Result KO — The optimizer underestimates the resulting records out of the join by 1000x!
explain analyze
select * from child_tb c join parent_tb p on (c.id_ref=p.id)
where p.descr='6ea8c6d951f3c8371662509ff8a5e37e' --fill with the appropriate value at point (1)
and c.id_tenant=6;
|QUERY PLAN |
|-------------------------------------------------------------------------------------------------------------------------------------------------|
|Gather (cost=1004.32..9413.99 rows=42 width=98) (actual time=0.409..119.637 rows=475759 loops=1) |
| Workers Planned: 2 |
| Workers Launched: 2 |
| -> Hash Join (cost=4.32..8409.79 rows=18 width=98) (actual time=0.074..44.309 rows=158586 loops=3) |
| Hash Cond: (c.id_ref = p.id) |
| -> Parallel Seq Scan on child_tb_ten_6 c (cost=0.00..7884.91 rows=198233 width=57) (actual time=0.007..16.501 rows=158586 loops=3) |
| Filter: (id_tenant = 6) |
| -> Hash (cost=4.30..4.30 rows=1 width=41) (actual time=0.020..0.021 rows=1 loops=3) |
| Buckets: 1024 Batches: 1 Memory Usage: 9kB |
| -> Index Scan using idx_parent_tb_desc on parent_tb p (cost=0.29..4.30 rows=1 width=41) (actual time=0.016..0.017 rows=1 loops=3)|
| Index Cond: (descr = '6ea8c6d951f3c8371662509ff8a5e37e'::text) |
|Planning Time: 0.620 ms |
|Execution Time: 134.484 ms |
Additional attempt — Obfuscate the Parent's accessing value with a materialized CTE.

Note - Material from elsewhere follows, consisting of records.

PR #130, opened 2026-06-14
mc-sitl

mariocruz9456:
SITL in the works, airbrakes section completed (I believe)


app/sitl_test/config/airbrake.json
```diff
@@ -0,0 +1,19 @@
+{
```
pasinponsww, line 1: so this is good but the coeffient and vars will have more to feed into this sitl, I will update you regarding that

app/sitl_test/apps/airbrake_app.cpp
```diff
@@ -0,0 +1,87 @@
+#pragma "once"
```
pasinponsww: I know you name your file ".cpp" change it to ".cc" please just so it's consistent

The optimizer assumes a flat data distribution dividing the total number of rows of the Tenant 6
partition to the the global number of distinct id_ref
s. This behavior is expected.
select
(select count(1) from child_tb where id_tenant=6) cnt_child_6,
(select count(distinct id_ref) from child_tb) cnt_child_dist_refs,
(select count(1) from child_tb where id_tenant=6)/(select count(distinct id_ref) from child_tb) cnt_flat_6_distr
|cnt_child_6|cnt_child_dist_refs|cnt_flat_6_distr|
|-----------|-------------------|----------------|
|475759 |61 |7799 |
Result OK — The optimizer correctly assumes the number of rows resulting from the JOIN.
explain analyze
with par as materialized (
select *
from parent_tb
where descr='6ea8c6d951f3c8371662509ff8a5e37e' --fill with the appropriate value at point (1)
)
select * from child_tb c join par p on (c.id_ref=p.id)
where c.id_tenant=6;
|QUERY PLAN |
|-------------------------------------------------------------------------------------------------------------------------------------|
|Hash Join (cost=4.33..13220.41 rows=7799 width=97) (actual time=0.031..124.799 rows=475759 loops=1) |
| Hash Cond: (c.id_ref = p.id) |
| CTE par |
| -> Index Scan using idx_parent_tb_desc on parent_tb (cost=0.29..4.30 rows=1 width=41) (actual time=0.014..0.015 rows=1 loops=1)|
| Index Cond: (descr = '6ea8c6d951f3c8371662509ff8a5e37e'::text) |
| -> Seq Scan on child_tb_ten_6 c (cost=0.00..11353.99 rows=475759 width=57) (actual time=0.009..45.301 rows=475759 loops=1) |
| Filter: (id_tenant = 6) |
| -> Hash (cost=0.02..0.02 rows=1 width=40) (actual time=0.017..0.018 rows=1 loops=1) |
| Buckets: 1024 Batches: 1 Memory Usage: 9kB |
| -> CTE Scan on par p (cost=0.00..0.02 rows=1 width=40) (actual time=0.015..0.015 rows=1 loops=1) |
|Planning Time: 0.150 ms |
|Execution Time: 138.972 ms |
Conclusion
I fail to understand the 42
estimated rows by the optimizer in the Second attempt. I'd expect it to realize the 1-1 relation between the UK and the PK and use that one, like in the First attempt. Moreover, the 42
value looks arbitrary to me since I can't figure out from where it originates, unlike the 7799
estimate from the Additional attempt.